* **Task requirements**: Using the data below, return the stretch from the line that contains "- Instead of" through the line that contains "- Either include", both included, exactly as it stands and nothing beyond it.
=== Raw data ===
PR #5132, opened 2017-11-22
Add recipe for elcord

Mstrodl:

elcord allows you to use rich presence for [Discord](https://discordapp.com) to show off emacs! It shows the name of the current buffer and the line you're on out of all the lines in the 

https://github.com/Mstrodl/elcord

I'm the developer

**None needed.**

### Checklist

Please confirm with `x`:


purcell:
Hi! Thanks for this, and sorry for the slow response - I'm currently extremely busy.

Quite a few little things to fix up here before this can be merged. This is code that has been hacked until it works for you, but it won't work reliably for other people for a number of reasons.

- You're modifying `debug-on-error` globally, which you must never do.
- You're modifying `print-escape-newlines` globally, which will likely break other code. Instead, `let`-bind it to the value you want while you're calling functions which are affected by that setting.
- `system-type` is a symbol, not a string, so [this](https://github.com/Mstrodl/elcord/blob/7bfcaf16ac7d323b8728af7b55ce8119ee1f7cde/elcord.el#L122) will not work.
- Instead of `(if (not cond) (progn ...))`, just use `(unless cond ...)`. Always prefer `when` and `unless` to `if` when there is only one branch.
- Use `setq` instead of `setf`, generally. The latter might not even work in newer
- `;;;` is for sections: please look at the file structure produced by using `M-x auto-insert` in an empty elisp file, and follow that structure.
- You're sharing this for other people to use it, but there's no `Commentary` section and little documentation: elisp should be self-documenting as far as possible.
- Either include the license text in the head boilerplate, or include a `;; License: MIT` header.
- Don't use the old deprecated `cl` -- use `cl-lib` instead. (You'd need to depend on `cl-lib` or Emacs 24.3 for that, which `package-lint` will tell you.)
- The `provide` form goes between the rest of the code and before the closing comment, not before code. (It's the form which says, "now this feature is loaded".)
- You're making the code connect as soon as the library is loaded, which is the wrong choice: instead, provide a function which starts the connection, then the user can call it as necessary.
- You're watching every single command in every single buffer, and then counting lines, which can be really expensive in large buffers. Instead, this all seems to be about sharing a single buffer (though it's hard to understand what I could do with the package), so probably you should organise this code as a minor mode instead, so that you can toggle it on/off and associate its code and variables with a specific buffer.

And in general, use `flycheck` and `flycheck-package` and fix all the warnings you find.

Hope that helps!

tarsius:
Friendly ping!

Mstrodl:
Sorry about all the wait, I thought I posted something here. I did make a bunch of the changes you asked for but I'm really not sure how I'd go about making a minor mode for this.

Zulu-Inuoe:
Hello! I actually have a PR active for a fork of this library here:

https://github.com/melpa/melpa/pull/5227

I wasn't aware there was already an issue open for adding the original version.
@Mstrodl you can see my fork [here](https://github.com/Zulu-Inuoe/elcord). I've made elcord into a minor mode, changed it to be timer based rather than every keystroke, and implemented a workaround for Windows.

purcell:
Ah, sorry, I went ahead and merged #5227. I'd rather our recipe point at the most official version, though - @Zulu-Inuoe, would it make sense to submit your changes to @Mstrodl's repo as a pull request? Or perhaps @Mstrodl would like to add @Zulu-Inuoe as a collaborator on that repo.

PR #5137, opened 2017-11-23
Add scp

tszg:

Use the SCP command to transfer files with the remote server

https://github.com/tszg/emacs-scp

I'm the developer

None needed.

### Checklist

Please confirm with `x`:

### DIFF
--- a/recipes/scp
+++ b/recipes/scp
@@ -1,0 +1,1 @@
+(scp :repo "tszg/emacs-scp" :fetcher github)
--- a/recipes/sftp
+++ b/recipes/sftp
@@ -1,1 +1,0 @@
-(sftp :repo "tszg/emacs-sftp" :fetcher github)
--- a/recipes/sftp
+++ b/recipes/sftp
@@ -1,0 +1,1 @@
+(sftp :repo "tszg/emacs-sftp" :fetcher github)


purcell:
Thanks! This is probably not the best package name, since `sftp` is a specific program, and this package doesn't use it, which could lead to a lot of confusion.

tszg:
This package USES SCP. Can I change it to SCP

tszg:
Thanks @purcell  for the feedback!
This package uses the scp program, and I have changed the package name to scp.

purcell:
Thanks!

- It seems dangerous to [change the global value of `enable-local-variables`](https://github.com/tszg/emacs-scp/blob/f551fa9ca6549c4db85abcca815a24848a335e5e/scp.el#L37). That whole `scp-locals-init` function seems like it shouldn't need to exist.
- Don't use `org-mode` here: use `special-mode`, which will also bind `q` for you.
===
* **Response to this task**:
- Instead of `(if (not cond) (progn ...))`, just use `(unless cond ...)`. Always prefer `when` and `unless` to `if` when there is only one branch.
- Use `setq` instead of `setf`, generally. The latter might not even work in newer
- `;;;` is for sections: please look at the file structure produced by using `M-x auto-insert` in an empty elisp file, and follow that structure.
- You're sharing this for other people to use it, but there's no `Commentary` section and little documentation: elisp should be self-documenting as far as possible.
- Either include the license text in the head boilerplate, or include a `;; License: MIT` header.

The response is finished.